Beginning with the very first line, please reproduce the entries exactly through the line containing "literally only touches".

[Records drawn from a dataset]
▼
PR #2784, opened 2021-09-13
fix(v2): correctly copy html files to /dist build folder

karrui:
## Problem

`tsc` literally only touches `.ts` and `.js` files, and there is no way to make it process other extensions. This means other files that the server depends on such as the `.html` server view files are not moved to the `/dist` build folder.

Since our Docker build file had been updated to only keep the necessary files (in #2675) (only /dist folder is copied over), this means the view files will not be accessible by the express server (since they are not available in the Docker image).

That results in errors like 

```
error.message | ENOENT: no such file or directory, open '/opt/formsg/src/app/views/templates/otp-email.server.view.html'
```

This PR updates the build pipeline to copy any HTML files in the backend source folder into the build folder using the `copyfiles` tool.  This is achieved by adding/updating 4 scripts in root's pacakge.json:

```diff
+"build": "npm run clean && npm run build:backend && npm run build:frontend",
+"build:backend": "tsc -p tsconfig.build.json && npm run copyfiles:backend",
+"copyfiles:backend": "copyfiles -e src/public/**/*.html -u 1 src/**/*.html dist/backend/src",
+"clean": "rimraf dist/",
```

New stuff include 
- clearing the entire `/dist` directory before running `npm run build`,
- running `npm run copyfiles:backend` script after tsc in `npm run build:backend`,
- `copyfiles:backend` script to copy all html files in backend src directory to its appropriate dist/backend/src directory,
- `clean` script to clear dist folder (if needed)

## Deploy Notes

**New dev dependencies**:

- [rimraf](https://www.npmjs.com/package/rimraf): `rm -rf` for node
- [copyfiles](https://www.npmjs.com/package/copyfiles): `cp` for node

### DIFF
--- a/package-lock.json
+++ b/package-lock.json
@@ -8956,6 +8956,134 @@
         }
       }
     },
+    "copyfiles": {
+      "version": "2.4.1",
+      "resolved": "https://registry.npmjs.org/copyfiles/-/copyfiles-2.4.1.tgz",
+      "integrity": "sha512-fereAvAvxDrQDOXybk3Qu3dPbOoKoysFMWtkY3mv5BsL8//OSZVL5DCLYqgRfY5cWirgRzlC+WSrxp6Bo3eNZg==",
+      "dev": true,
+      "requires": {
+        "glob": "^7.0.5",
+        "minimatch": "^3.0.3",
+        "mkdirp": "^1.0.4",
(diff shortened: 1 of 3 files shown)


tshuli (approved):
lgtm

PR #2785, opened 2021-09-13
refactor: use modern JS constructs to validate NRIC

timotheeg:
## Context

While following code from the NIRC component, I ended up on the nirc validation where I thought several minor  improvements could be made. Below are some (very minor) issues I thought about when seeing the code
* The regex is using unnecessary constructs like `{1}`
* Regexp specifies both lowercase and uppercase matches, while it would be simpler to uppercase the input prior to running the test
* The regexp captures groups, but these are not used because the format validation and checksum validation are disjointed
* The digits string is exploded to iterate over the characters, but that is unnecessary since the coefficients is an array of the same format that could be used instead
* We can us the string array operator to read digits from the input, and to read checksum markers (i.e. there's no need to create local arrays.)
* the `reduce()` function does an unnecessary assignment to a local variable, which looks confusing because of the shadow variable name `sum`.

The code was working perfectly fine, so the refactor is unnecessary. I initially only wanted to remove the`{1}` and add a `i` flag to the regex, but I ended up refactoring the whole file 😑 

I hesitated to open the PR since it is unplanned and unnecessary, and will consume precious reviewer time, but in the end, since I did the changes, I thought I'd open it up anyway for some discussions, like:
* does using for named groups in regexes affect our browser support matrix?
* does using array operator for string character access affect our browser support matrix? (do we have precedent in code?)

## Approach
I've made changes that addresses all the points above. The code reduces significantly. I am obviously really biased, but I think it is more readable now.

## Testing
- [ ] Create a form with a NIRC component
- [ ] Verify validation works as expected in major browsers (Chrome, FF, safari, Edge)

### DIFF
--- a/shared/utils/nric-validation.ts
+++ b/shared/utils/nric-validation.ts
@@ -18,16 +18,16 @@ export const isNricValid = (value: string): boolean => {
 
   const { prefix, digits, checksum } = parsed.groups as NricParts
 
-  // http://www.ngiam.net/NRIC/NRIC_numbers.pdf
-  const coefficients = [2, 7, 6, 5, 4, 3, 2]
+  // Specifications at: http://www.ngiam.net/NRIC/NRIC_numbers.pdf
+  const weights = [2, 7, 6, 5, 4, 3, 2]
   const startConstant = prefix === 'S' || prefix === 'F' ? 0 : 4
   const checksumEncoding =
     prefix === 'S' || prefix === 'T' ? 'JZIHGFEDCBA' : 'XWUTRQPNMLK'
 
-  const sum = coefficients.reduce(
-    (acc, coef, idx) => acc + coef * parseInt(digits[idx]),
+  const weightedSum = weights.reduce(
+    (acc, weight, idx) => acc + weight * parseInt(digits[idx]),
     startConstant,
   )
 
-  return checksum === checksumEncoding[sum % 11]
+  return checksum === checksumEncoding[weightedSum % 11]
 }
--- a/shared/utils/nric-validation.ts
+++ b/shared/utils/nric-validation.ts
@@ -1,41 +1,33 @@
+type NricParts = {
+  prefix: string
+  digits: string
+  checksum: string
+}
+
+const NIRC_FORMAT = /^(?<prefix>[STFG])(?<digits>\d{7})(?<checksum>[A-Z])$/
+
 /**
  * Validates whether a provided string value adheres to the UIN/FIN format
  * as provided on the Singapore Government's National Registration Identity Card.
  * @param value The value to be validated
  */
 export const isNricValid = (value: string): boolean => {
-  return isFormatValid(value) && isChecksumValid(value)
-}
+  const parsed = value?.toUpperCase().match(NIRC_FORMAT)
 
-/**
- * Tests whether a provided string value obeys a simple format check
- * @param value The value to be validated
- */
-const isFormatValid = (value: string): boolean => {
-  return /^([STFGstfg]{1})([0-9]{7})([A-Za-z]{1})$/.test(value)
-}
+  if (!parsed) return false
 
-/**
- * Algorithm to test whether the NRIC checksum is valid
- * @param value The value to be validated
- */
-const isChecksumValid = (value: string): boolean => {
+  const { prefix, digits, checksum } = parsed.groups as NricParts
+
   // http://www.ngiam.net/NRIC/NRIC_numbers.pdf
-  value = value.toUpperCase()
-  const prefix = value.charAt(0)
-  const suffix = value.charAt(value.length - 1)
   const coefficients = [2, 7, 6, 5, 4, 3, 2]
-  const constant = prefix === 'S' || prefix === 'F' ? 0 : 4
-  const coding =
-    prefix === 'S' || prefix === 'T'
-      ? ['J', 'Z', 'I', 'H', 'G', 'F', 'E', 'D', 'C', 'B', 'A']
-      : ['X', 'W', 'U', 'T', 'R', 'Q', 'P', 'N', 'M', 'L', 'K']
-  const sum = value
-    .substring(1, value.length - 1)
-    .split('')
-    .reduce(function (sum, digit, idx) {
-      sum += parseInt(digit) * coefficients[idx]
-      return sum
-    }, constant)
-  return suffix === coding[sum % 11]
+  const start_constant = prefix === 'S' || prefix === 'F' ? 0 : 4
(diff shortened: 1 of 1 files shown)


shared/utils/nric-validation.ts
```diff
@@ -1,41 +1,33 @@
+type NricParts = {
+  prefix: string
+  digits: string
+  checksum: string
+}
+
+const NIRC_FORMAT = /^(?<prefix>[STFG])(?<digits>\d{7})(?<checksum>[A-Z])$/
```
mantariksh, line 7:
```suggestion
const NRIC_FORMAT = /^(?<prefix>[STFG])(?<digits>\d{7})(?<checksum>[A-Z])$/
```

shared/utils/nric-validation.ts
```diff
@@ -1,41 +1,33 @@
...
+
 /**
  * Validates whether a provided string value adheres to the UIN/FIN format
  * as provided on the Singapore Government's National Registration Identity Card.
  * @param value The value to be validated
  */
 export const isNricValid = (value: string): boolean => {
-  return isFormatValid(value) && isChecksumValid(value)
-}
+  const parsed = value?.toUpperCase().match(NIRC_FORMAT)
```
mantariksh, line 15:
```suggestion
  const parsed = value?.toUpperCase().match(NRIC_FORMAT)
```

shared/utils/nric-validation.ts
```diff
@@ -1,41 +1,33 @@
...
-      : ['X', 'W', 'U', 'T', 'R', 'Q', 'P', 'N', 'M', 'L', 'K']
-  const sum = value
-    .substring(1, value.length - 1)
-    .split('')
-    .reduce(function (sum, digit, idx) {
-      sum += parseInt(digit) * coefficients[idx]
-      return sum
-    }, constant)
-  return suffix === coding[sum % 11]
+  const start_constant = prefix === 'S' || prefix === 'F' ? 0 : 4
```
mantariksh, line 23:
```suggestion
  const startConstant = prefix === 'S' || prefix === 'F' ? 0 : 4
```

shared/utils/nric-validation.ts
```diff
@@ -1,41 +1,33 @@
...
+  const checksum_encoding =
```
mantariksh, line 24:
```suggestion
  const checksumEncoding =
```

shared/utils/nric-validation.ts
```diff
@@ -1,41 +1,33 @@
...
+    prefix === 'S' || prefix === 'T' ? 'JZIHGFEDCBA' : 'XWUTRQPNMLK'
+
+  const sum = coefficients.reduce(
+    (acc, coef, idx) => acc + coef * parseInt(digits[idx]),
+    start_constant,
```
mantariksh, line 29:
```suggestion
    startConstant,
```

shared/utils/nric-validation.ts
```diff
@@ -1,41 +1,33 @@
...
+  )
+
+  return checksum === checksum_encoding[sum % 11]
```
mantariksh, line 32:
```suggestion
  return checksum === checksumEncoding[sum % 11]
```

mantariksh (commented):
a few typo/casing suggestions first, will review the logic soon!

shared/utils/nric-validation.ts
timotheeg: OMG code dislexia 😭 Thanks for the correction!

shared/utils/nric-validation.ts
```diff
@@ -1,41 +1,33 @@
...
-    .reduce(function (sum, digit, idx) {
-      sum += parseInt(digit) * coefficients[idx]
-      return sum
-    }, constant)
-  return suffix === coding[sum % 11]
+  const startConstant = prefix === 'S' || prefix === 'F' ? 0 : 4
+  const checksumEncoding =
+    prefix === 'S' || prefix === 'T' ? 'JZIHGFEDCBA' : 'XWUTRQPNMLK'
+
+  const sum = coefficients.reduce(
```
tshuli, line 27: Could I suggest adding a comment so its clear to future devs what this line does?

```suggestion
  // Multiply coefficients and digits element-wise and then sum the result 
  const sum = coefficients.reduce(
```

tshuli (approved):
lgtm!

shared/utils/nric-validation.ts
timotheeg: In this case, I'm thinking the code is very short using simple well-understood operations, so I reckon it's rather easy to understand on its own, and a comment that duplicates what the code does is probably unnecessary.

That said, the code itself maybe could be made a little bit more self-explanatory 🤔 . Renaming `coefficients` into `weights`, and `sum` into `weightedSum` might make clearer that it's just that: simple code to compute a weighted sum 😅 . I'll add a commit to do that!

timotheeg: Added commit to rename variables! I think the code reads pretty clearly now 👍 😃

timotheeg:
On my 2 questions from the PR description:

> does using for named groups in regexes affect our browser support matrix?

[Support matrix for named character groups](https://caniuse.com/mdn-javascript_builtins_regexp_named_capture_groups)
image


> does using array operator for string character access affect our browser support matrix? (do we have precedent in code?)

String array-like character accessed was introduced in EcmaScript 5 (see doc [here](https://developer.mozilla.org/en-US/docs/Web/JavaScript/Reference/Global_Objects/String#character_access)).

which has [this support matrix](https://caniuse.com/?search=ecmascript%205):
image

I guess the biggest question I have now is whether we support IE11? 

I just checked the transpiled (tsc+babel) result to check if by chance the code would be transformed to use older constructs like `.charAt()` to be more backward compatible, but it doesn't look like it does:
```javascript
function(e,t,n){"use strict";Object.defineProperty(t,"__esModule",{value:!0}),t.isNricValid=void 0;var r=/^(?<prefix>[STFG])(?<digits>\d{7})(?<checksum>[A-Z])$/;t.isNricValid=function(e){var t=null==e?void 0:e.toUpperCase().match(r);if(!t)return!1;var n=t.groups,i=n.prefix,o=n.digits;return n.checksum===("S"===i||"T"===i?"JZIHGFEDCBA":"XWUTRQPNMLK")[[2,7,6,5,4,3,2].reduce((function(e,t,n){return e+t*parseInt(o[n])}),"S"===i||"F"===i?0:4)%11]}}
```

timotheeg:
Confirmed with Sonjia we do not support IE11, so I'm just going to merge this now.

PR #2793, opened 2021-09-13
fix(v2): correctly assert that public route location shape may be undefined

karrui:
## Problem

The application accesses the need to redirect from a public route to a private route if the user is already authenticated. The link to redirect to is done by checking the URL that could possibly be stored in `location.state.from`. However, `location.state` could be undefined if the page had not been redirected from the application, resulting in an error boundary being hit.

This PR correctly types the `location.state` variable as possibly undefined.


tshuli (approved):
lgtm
▲
• **Final answer**
PR #2784, opened 2021-09-13
fix(v2): correctly copy html files to /dist build folder

karrui:
## Problem

`tsc` literally only touches `.ts` and `.js` files, and there is no way to make it process other extensions. This means other files that the server depends on such as the `.html` server view files are not moved to the `/dist` build folder.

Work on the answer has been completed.